WHAT IS EXPECTED –
Search the records for the string "selectedCloneStrategy" and return each line that has it.

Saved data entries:
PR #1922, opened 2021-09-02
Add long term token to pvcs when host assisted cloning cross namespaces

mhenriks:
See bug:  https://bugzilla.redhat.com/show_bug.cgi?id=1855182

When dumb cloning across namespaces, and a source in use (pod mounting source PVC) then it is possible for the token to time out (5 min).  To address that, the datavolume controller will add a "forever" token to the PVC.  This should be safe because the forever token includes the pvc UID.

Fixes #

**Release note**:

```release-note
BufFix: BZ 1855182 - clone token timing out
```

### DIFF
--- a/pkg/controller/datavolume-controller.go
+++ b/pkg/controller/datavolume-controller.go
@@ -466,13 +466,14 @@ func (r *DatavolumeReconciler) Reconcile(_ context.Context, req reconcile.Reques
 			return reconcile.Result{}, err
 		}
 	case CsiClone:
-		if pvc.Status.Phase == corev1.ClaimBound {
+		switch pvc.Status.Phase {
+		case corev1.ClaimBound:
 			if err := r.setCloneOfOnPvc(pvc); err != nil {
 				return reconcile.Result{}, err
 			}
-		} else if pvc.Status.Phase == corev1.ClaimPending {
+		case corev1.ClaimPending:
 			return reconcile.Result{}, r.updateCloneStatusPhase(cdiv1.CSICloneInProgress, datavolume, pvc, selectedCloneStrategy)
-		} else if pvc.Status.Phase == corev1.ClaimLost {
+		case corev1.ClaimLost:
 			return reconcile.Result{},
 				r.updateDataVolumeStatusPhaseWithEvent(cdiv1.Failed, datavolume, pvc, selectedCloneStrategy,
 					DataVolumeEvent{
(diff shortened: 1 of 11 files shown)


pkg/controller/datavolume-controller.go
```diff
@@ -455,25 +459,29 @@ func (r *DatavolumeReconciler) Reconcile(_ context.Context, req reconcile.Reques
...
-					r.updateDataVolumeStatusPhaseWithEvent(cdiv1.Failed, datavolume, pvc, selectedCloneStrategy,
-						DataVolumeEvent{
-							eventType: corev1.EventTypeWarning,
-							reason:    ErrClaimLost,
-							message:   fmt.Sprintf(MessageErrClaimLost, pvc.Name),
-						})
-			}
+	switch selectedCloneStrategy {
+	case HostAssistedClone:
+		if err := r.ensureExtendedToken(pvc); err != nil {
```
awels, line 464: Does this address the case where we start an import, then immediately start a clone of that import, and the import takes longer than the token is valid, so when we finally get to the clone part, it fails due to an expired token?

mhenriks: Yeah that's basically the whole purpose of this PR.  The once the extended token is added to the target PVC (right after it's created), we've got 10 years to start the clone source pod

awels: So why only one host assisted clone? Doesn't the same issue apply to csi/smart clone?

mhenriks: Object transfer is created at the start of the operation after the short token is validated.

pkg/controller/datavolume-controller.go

==

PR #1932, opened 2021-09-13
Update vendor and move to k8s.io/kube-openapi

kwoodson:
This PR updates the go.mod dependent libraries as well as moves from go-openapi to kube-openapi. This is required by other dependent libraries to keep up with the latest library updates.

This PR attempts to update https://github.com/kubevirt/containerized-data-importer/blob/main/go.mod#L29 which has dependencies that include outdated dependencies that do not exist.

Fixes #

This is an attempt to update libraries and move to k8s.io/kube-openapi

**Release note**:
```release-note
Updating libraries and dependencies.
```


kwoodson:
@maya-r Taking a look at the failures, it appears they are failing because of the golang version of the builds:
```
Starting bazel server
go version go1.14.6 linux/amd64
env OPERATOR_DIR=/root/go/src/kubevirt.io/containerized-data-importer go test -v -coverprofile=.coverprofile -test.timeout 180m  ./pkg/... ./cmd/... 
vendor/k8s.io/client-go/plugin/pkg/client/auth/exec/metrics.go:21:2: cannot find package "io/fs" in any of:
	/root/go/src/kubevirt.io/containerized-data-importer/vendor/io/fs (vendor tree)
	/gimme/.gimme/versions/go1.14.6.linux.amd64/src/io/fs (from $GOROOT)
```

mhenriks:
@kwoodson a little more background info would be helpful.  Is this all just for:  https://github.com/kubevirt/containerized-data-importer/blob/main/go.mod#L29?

RESPONSE AREA –
 			return reconcile.Result{}, r.updateCloneStatusPhase(cdiv1.CSICloneInProgress, datavolume, pvc, selectedCloneStrategy)
 				r.updateDataVolumeStatusPhaseWithEvent(cdiv1.Failed, datavolume, pvc, selectedCloneStrategy,
-					r.updateDataVolumeStatusPhaseWithEvent(cdiv1.Failed, datavolume, pvc, selectedCloneStrategy,
+	switch selectedCloneStrategy {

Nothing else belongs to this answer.